Open source router
I recently went through the exercise of setting up a gateway router for one of my customers. The choices I had to make were two-fold: hardware & software
Hardware
I wanted to try and find the sweet spot between affordability, processing power, reliability. I could pickup an old desktop PC for next to nothing which would be more than adequate in terms of performance, however I wasn’t confident it would last the distance running 24x7 in a non air-conditioned storage room!
A low power ARM chip on a consumer router (that would support OpenWRT) was my next thought, however these tend to be a little underpowered for what I needed, not to mention very limited in terms of RAM + persistent storage.
I ended up getting a ‘mini pc’ with the following properties:
- fan-less (heat dissipation via heat sink & aluminium chassis)
- low power consumption quad-core Celeron J1900 x86-64 CPU
- 2 GB RAM, 16GB SSD flash (expandable)
- 4x 1GB ethernet ports
AUD$250 including delivery from Aliexpress. Something the above lacks which others may want is hardware offload for crypto (AES-NI)
Software
This was a harder choice in a lot of ways - there are so many options!! While the hardware I have is capable of running pretty much any Linux or BSD distro, I decided at the outset that I really needed a purpose built firewall distro that includes a web gui interface. I reviewed the following:
pfSense
https://www.pfsense.org/ · FreeBSD based
Being possibly the best known open source firewall distro available, I felt obliged to check it out. Certainly very slick, and years of constant refinement certainly shine through.
At the end of the day, I feel a certain unease about the future direction of pfSense. The open-source community does seem to be taking a back seat as the public face becomes more corporate friendly.
OPNSense
https://opnsense.org/ · FreeBSD based
OPNSense is a fork of pfSense and as such is very similar in many ways. Something that really impressed me about the project is the enthusiasm and effort being put in by the core developers. I submitted a couple of bug reports to their Github repo and both were fixed very quickly. The UI is quite different to pfSense as it has been completely reworked, and equally slick and easy to use as pfSense while possibly lacking some of the whistles and bells.
Definitely one to keep an eye on.
IPFire
http://www.ipfire.org/ · Linux based
I’m afraid I could spare much time for this distro. The web UI is looking very dated. I’m sure it does the job, but without a nicer UI experience, I may aswell just stick to the command line.
OpenWRT
https://openwrt.org/ · Linux based
OpenWRT is designed for low end, embedded hardware and what they’ve managed to achieve with such limit hardware resources is astonishing! Sadly x86 support is lacking - the prebuilt image I used didn’t detect all CPU cores or available RAM!? - so was crossed off the list pretty quickly.
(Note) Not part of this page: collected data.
PR #3694, opened 2019-07-18
setupaliases.lic - change to as alias

Hazado:
change sets it so that it accepts, then stows whatever hand the item went to instead

Lets people accept and stow when they have something in their right hand already

### DIFF
--- a/setupaliases.lic
+++ b/setupaliases.lic
@@ -4,7 +4,7 @@
 
 [
   ['cc', "#{$clean_lich_char}circlecheck"],
-  ['as', 'accept \r stow \?'],
+  ['as', "#{$clean_lich_char}e GameObj.right_hand.name == 'Empty' ? (fput('accept');fput('stow right')) : (fput('accept');fput('stow left'))"],
   ['gs', 'get \? \r stow \?'],
 
   # toggles crossing-training on or off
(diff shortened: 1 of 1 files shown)


setupaliases.lic
```diff
@@ -4,7 +4,7 @@
 
 [
   ['cc', "#{$clean_lich_char}circlecheck"],
-  ['as', 'accept \r stow \?'],
+  ['as', "#{$clean_lich_char}e GameObj.right_hand.name == 'Empty' ? (fput('accept');fput('stow right')) : (fput('accept');fput('stow left'))"],
```
jayRyan24: There are some issues with GameObj and DR. We have these two methods for cleaning the issues away:
```
  def fix_dr_bullshit(string)
    return string if string.split.length <= 2
    string =~ /(\w+) .* (\w+)/
    "#{Regexp.last_match(1)} #{Regexp.last_match(2)}"
  end

  def left_hand
    GameObj.left_hand.name == 'Empty' ? nil : fix_dr_bullshit(GameObj.left_hand.name)
  end

  def right_hand
    GameObj.right_hand.name == 'Empty' ? nil : fix_dr_bullshit(GameObj.right_hand.name)
  end
```
I believe we should use the DRC.right_hand, etc, for this for consistency at a minimum. (Though I see places where this isn't followed.) Good addition/fix.

Hazado: Setup to use DRC.right_hand now.

PR #3700, opened 2019-07-20
test_common-arcana - Fix for travis ci check failure

BinuDR:
This should fix the issue with Travis CI's failing tests.  This code is from @rcuhljr so if it needs troubleshooting we're going to need his assistance.  I'll be here to watch and learn though.


BinuDR:
I need to add this to the other PR for common-arcana.

PR #3704, opened 2019-07-24
Look at all shelves, racks, etc in vault

Hazado:
Code to change current look on first container to look on all containers in vault

### DIFF
--- a/drinfomon.lic
+++ b/drinfomon.lic
@@ -815,16 +815,14 @@ while line = script.gets
         .select { |_town, titles| titles.include?(checkroom) }
         .each do |_town, _titles|
           contents = Regexp.last_match(1)
-          if line =~ /a .+?\s?(?:(\w+ (?:shelf|rack|box|case|tree))) with some stuff (on|in) it/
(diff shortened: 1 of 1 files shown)


drinfomon.lic
```diff
@@ -815,11 +815,13 @@ while line = script.gets
         .select { |_town, titles| titles.include?(checkroom) }
         .each do |_town, _titles|
           contents = Regexp.last_match(1)
-          if line =~ /a (\w+ shelf|rack|box|case|tree) with some stuff (on|in) it/
-            fput 'look ' + Regexp.last_match(2) + ' ' + Regexp.last_match(1)
-            if get =~ /(?:On|In) the \w+ (?:shelf|rack|box|case|tree) you see(.*)\./
-              contents += Regexp.last_match(1)
-            end
+          if line =~ /a .+?\s?(?:(\w+ (?:shelf|rack|box|case|tree))) with some stuff (on|in) it/
+            line.scan(/a .+?\s?(?:(\w+ (?:shelf|rack|box|case|tree))) with some stuff (on|in) it/).each{|noun,location|
```
rpherbig: 💡 I think you no longer need the `if`, since `scan` will return an empty array if nothing matches.

Hazado:
Should be working now

PR #3711, opened 2019-07-27
make looting gleaming chest more specific

Hazado:


Sarvatt:
straightforward fix, looks good.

If you’re after a distro for your wifi/modem/router device, then OpenWRT fits the bill nicely. A word of warning however, the documentation is atrocious! But hey, I’ll take what I can get.
LEDE Project
https://lede-project.org/ · Linux based
LEDE is a fork of OpenWRT. As such, it’s a younger project which seems to have a more vibrant community than its parent. I had originally passed it over, assuming it would be more or less identical to OpenWRT given how recently it forked. Somebody pointed me back to it citing better x86 support, so I thought I’d give it a spin. I’m glad I did as, this is what I’ve ended up using for my install!
UPDATE 2018-01-03 LEDE and OpenWRT projects merged under the OpenWRT name. Great news!
Conclusion
I ended up going with LEDE for these reasons:
- runs Linux. I’m simply more comfortable with Linux on the command line which gives me more confidence when things go wrong.
- is an extremely light weight distro out of the box that offers advanced functionality via an easy to use packaging system
- a gui that strikes a good balance between usability, feature set and simplicity
- supports my x86 hardware (unlike OpenWRT)
Update December 2017
I’ve been using LEDE for 6 months and overall very happy with it. There are a couple of issues I’ve encountered worth mentioning:
- I found the firewall configuration confusing where it talks about ‘zone forwardings’ vs iptables ‘forward’ chain. I wrote this Stack Exchange post to clarify (and remind myself how it works!)
- upgrading between LEDE releases is far from fool-proof. The upgrade process requires you to upgrade the running system in place. Upon reboot, you’re left holding your breath wondering if it’s actually going to boot! Not something I’d ever want to attempt remotely. Better approaches I’ve seen allow you to load the new software version into a secondary partition that you then flag as being the next place to boot from (Ubiquiti works this way).